TASK REQUIREMENTS - Lines from the entries below that hold "private" form the answer; copy all of them.

(Dataset entries)
PR #487, opened 2017-01-16
Extensions API + add'l minor conveniences

nickjbenson:
The in-progress UI module already makes use of some of these, but I wanted to have them here in their own PR.

- Added Hands.cs to the Utils folder. Not sure where this should live but maybe not there... I also added a fix that makes changing scenes work, but it's probably not the most elegant solution for having a static LeapRig / ServiceProvider accessor. **This is the primary extensions API part.**
- Added DeltaBuffer.cs, RingBuffer.cs, DelayBuffer.cs to DataStructures. DeltaBuffers have been very convenient for calculating N+1th derivatives for, e.g., gesture recognition. RingBuffers are generic constant-size buffers intended for continuous streams of data. DelayBuffers delay continuous streams of data, and were used to improve throw directionality in Kame.
DeltaBuffer usage:
```
private DeltaBuffer _positionBuffer = new DeltaBuffer(5);
void Update() {
	_positionBuffer.Add(this.transform.position, Time.time);
	if (_positionBuffer.isFull) {
		// 5 frames later...
		Vector3 velocity = _positionBuffer.Delta();
		// do things with velocity information. Even... Add it to another DeltaBuffer!
	}

	// tracking a hand? This is useful:
	if (!hand.isTracked) {
		_positionBuffer.Clear();
	}
}
```
- Added a FingerType static class to the Leap namespace. This is a temporary convenience mapping from "Leap.FingerType.Foo" to "Leap.Finger.FingerType.TYPE_FOO", potentially to be changed to an enum when we modify the LeapCSharp DLL and UnityModule references to Finger.FingerType.TYPE_FOO.
- Merged my Util.cs (LookAwayFrom()) to Scripts/Util/Utils.cs and added some regions for organization.
- Added Scripts/Utils/ValueMappingExtensions.cs, for Map functions.
- Added MinValue and MaxValue attribute support for Vector2, Vector3, Vector4.
- Added .vscode/ to .gitignore (VS Code >> MonoDevelop for OS X Unity dev)


Assets/LeapMotion/Scripts/Utils/Hands.cs
```diff
@@ -0,0 +1,169 @@
...
+namespace Leap.Unity {
+
+  public static class Hands {
+
+    private static LeapServiceProvider s_provider;
+    private static GameObject s_leapRig;
+
+    static Hands() {
+      InitStatic();
+      SceneManager.activeSceneChanged += InitStaticOnNewScene;
```
Amarcolina: So I think that this can catch some of the cases, but it still doesn't catch the general case of swapping out the provider for a different one.  It also would not work if the provider is spawned 1 frame after the scene changes (like how can happen with blocks due to the networking).  

I think the only failsafe way would be some kind of getter that automatically checks to see if the current reference is null, and if so go searching for a new one.-

Assets/LeapMotion/Scripts/Utils/Hands.cs
```diff
@@ -0,0 +1,169 @@
...
+
+    private static void InitStatic() {
+      s_provider = GameObject.FindObjectOfType<LeapServiceProvider>();
+      s_leapRig = s_provider.transform.parent.parent.parent.gameObject;
+    }
+
+    /// <summary>
+    /// Static convenience accessor for the Leap Rig GameObject.
+    /// </summary>
+    public static GameObject Rig {
```
Amarcolina: Is this the camera object or it's parent?  It seems really dangerous to rely on the provider being a certain amount down the hierarchy.

Assets/LeapMotion/Scripts/Utils/Hands.cs
```diff
@@ -0,0 +1,169 @@
...
+    public static Finger Pinky(this Hand hand) {
+      return hand.Fingers[(int)Leap.Finger.FingerType.TYPE_PINKY];
+    }
+
+    /// <summary>
+    /// Returns the direction the Hand's palm is facing.
+    /// For the other two axis directions, see ThumbAxis and FingerAxis.
+    /// </summary>
+    public static Vector3 PalmAxis(this Hand hand) {
+      return -hand.Basis.yBasis.ToVector3();
```
Amarcolina: Isn't this the same as PalmNormal?

Assets/LeapMotion/Scripts/Utils/Utils.cs
```diff
@@ -5,12 +5,23 @@
...
   public static class Utils {
+    
+    /// <summary>
+    /// Similar to Unity's Transform.LookAt(), but resolves the forward vector of this
+    /// Transform to point away from the argument Transform.
+    /// 
+    /// Useful for billboarding Quads and UI elements whose forward vectors should match
+    /// rather than oppose the Main Camera.
+    /// </summary>
+    public static void LookAwayFrom(this Transform thisTransform, Transform transform) {
```
Amarcolina: You should be able to specify what direction is up as an optional parameter.

Assets/LeapMotion/Scripts/Utils/Hands.cs
nickjbenson: Yes. But this completes the HandAxis trifecta. ThumbNormal and FingerNormal would be misleading; e.g. one would assume the ThumbNormal is the normal of the thumb (which it almost never is).

Assets/LeapMotion/Scripts/Utils/Hands.cs
nickjbenson: It's the GameObject with Rig in the name -- the camera's parent. This is the thing you would move if you wanted to translate the player's position in space. I agree, it's really dangerous and we shouldn't assume it's going to be in a given place down the hierarchy, but we should have a static accessor for the VR Camera's parent. How can we reliably get it? Camera.main.transform.parent?

Amarcolina: Possibly search for a camera as a parent of the provider, then get it's parent?  I think that would be at least safer than using multiple parent accessor.  If we cannot find a reliable and safe way of getting it, we should not include it here.

Assets/LeapMotion/Scripts/Utils/Hands.cs
Amarcolina: But I think having multiple methods which return the exact same thing is confusing as well.  I could easily see a beginner trying to figure out what the different is between PalmNormal and PalmAxis.  I'm not sure what the correct naming is, but I definitely think that we should not be duplicating methods for the purpose of matching names for certain situations.

Assets/LeapMotion/Scripts/Utils/ValueMappingExtensions.cs
```diff
@@ -0,0 +1,125 @@
+﻿using UnityEngine;
+
+namespace Leap.Unity {
+
+  public static class ValueMappingExtensions {
```
Amarcolina: Well it's an extension, so being verbose is fine :D you never actually see the name.

Assets/LeapMotion/Scripts/Utils/Hands.cs
jselstad: imo it should step up the hierarchy until it finds an object with a Camera, and then return that one's parent.

And then cache it because that many GetComponents() every frame will annihilate your performance!

Assets/LeapMotion/Scripts/Utils/Hands.cs
nickjbenson: I think the duplication is fine, if we call out in the PalmAxis() doc comment and say "Hand axes are aligned by the normal of the palm, so PalmAxis() equivalent to PalmNormal()." It's less mental overhead than trying to remember "FingerAxis, ThumbAxis, Palm..._Normal_"

Assets/LeapMotion/Scripts/Utils/FingerType.cs
```diff
@@ -0,0 +1,38 @@
...
+
+    public static Finger.FingerType Pinky {
+      get {
+        return Finger.FingerType.TYPE_PINKY;
+      }
+    }
+
+  }
+
+}
```
nickjbenson: No, it turns `Finger.FingerType.TYPE_PINKY` into `FingerType.Pinky`(Leap namespace, not a member of Finger).
Dunno about autocomplete, but if you're typing FingerType, it should only show you the one in your namespace, so you'd only be seeing both if you were currently inside the Finger class (which is very rare).
The core idea is just to allow this behavior before the DLL changes but, I can also just remove this and we can just get the DLL changes in (for FingerType.Foo) and none of this FingerType stuff matters anyway.

Assets/LeapMotion/Scripts/Utils/ValueMappingExtensions.cs
nickjbenson: At least in my workflow, if it's the first time I'm using it in a file, I just type myFloat.Map, Ctrl+., Enter (auto-adds "using ValueMappingExtensions;"), then continue typing the function arguments. Or if you're a manual "using" typer, autocomplete will save the day as you write "using ValueM".

Amarcolina: Well ValueMappingExtensions is the name of the class anyway, so no need for long using statements, its all in Leap.Unity :)

Assets/LeapMotion/Scripts/Utils/Hands.cs
Amarcolina: I agree that FingerAxis, ThumbAxis, PalmNormal would not be good either, but maybe we could come up with some different names for ThumbAxis and FingerAxis that would make sense?

Assets/LeapMotion/Scripts/Utils/ValueMappingExtensions.cs
nickjbenson: Woops! Of course.

Assets/LeapMotion/Scripts/Utils/FingerType.cs
nickjbenson: Deleting this in the next commit; we should just change the DLL.

Assets/LeapMotion/Scripts/Utils/Utils.cs
nickjbenson: Added.

Assets/LeapMotion/Scripts/Utils/Hands.cs
```diff
@@ -0,0 +1,168 @@
...
+
+    /// <summary>
+    /// Returns a confidence value from 0 to 1 indicating how strongly the Hand is making a fist.
+    /// </summary>
+    public static float FistStrength(this Hand hand) {
+      return (Vector3.Dot(hand.Fingers[1].Direction.ToVector3(), -hand.DistalAxis() )
+            + Vector3.Dot(hand.Fingers[2].Direction.ToVector3(), -hand.DistalAxis() )
+            + Vector3.Dot(hand.Fingers[3].Direction.ToVector3(), -hand.DistalAxis() )
+            + Vector3.Dot(hand.Fingers[4].Direction.ToVector3(), -hand.DistalAxis() )
+            + Vector3.Dot(hand.Fingers[0].Direction.ToVector3(),  hand.RadialAxis() )
```
jselstad: Shouldn't this be -hand.RadialAxis()?

Also why do they still have the parentheses?

Assets/LeapMotion/Scripts/Utils/Hands.cs
nickjbenson: Replaced Rig and Provider getters that check for null and try to become non-null, or throw out a warning and just return null. I also check for null whenever I use those getters in that file.

Assets/LeapMotion/Scripts/DataStructures/DeltaBuffer.cs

YOUR SOLUTION -
private DeltaBuffer _positionBuffer = new DeltaBuffer(5);
+    private static LeapServiceProvider s_provider;
+    private static GameObject s_leapRig;
+    private static void InitStatic() {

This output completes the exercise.